Start of Block

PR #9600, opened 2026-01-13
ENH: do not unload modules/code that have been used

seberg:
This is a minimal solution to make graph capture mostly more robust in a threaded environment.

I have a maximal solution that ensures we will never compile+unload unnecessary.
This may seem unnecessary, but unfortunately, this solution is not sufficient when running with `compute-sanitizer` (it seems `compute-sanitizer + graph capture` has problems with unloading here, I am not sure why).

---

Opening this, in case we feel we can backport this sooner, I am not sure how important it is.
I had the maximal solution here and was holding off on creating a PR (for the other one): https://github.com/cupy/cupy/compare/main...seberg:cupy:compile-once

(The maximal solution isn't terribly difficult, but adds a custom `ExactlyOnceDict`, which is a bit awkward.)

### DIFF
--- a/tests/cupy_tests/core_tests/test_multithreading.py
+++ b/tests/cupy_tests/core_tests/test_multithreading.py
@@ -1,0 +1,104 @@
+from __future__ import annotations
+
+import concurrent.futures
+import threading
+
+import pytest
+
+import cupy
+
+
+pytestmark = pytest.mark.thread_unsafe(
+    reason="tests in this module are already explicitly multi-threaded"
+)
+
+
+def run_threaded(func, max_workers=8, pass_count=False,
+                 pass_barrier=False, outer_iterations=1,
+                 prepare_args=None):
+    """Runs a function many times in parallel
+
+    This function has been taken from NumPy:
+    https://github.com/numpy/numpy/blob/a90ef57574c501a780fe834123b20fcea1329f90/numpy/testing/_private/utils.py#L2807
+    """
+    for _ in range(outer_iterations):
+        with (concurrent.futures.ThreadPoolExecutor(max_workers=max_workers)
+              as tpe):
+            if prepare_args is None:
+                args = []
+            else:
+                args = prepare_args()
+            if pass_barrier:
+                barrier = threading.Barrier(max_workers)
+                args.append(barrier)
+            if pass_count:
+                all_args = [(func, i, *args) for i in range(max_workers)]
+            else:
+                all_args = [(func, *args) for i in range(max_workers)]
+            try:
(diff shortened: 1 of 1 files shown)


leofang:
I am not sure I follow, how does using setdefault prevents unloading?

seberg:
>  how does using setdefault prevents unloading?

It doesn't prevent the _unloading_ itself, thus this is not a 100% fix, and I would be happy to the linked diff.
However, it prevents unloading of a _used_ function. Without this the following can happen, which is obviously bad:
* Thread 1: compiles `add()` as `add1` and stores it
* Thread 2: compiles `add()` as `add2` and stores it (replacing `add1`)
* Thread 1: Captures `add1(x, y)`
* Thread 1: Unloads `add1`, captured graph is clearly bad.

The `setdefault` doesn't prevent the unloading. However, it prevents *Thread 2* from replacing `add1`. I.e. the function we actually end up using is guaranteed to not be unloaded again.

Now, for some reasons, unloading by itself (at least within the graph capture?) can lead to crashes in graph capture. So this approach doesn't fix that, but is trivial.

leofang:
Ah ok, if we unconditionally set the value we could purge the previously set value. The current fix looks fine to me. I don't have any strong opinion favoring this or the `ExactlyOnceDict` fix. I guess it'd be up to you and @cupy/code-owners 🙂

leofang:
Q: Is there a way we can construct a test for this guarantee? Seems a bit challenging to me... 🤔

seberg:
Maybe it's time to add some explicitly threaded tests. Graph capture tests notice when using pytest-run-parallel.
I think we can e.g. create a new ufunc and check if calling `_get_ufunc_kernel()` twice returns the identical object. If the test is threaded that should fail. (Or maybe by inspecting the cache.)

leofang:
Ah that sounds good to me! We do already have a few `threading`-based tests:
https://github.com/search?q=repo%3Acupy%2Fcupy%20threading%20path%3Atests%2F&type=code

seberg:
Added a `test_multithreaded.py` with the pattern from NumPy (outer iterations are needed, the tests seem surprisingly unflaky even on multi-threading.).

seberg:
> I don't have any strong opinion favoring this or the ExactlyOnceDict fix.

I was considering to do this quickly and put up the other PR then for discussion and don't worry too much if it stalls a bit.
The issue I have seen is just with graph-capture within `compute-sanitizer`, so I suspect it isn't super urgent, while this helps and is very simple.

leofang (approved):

End of Block
Start of Block

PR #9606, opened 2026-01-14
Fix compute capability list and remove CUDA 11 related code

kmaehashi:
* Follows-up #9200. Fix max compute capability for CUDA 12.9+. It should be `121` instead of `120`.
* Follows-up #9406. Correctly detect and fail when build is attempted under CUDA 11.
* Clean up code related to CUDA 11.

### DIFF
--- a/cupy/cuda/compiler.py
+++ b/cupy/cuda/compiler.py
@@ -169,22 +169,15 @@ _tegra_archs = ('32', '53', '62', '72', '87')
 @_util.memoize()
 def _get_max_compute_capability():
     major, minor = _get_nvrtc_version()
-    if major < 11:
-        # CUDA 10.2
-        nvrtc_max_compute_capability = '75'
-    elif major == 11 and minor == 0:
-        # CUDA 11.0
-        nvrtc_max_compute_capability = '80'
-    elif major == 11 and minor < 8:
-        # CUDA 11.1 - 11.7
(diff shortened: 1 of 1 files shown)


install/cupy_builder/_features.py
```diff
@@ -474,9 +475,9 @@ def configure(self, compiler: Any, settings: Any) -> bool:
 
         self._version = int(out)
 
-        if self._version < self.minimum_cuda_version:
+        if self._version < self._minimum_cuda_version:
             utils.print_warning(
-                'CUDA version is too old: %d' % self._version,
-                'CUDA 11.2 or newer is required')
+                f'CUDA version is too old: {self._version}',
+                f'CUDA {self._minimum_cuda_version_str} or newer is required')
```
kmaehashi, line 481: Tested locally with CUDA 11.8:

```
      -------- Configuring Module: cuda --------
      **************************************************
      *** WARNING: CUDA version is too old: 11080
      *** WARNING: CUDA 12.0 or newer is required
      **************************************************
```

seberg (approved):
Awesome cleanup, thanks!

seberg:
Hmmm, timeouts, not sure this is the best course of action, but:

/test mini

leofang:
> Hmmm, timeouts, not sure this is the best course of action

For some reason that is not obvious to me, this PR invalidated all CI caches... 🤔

End of Block
Start of Block

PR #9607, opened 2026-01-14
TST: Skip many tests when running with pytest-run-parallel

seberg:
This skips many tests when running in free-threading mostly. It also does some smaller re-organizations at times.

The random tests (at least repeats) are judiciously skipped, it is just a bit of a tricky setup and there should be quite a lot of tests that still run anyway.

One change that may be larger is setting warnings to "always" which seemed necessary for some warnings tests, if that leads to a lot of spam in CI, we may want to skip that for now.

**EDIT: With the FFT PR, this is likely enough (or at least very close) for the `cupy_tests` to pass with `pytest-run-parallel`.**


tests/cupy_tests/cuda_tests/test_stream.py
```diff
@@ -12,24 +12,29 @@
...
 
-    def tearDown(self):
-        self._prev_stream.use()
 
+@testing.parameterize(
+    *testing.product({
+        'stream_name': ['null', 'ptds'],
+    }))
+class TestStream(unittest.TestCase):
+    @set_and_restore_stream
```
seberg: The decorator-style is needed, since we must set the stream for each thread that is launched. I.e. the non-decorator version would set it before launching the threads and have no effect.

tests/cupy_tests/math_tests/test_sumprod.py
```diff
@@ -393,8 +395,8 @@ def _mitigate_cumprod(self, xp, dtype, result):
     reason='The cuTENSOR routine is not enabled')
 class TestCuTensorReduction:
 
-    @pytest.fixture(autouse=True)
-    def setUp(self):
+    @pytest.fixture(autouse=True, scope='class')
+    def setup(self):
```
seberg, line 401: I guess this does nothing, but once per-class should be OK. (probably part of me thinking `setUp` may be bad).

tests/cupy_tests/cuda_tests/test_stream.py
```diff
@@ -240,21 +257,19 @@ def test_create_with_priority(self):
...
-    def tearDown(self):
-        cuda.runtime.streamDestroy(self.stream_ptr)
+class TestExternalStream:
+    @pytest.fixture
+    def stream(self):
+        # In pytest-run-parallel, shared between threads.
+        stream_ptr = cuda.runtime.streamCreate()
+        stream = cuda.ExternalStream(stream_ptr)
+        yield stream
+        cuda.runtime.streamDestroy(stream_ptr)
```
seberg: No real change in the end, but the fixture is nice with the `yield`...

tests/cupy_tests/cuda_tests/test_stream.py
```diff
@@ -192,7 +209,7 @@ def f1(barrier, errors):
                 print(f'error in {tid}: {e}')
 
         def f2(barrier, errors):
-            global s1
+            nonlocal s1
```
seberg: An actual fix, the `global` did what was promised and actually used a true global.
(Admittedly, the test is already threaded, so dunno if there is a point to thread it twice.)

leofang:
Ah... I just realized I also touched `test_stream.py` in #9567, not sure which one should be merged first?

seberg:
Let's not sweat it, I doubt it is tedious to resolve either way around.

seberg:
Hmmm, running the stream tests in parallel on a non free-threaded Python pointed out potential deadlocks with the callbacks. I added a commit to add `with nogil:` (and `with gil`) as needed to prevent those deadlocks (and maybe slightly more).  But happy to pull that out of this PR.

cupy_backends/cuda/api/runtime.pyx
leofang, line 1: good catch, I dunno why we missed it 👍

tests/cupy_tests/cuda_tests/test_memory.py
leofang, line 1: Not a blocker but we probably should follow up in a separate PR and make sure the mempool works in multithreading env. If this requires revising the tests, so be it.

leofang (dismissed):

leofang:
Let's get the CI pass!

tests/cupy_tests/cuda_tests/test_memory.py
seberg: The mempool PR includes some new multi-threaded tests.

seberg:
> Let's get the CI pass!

End of Block

All lines above in which the word "have" occurs should be identified and copied.

#### [TASK OUTPUT]
ENH: do not unload modules/code that have been used
I have a maximal solution that ensures we will never compile+unload unnecessary.
Ah ok, if we unconditionally set the value we could purge the previously set value. The current fix looks fine to me. I don't have any strong opinion favoring this or the `ExactlyOnceDict` fix. I guess it'd be up to you and @cupy/code-owners 🙂
Ah that sounds good to me! We do already have a few `threading`-based tests:
> I don't have any strong opinion favoring this or the ExactlyOnceDict fix.
The issue I have seen is just with graph-capture within `compute-sanitizer`, so I suspect it isn't super urgent, while this helps and is very simple.
seberg: The decorator-style is needed, since we must set the stream for each thread that is launched. I.e. the non-decorator version would set it before launching the threads and have no effect.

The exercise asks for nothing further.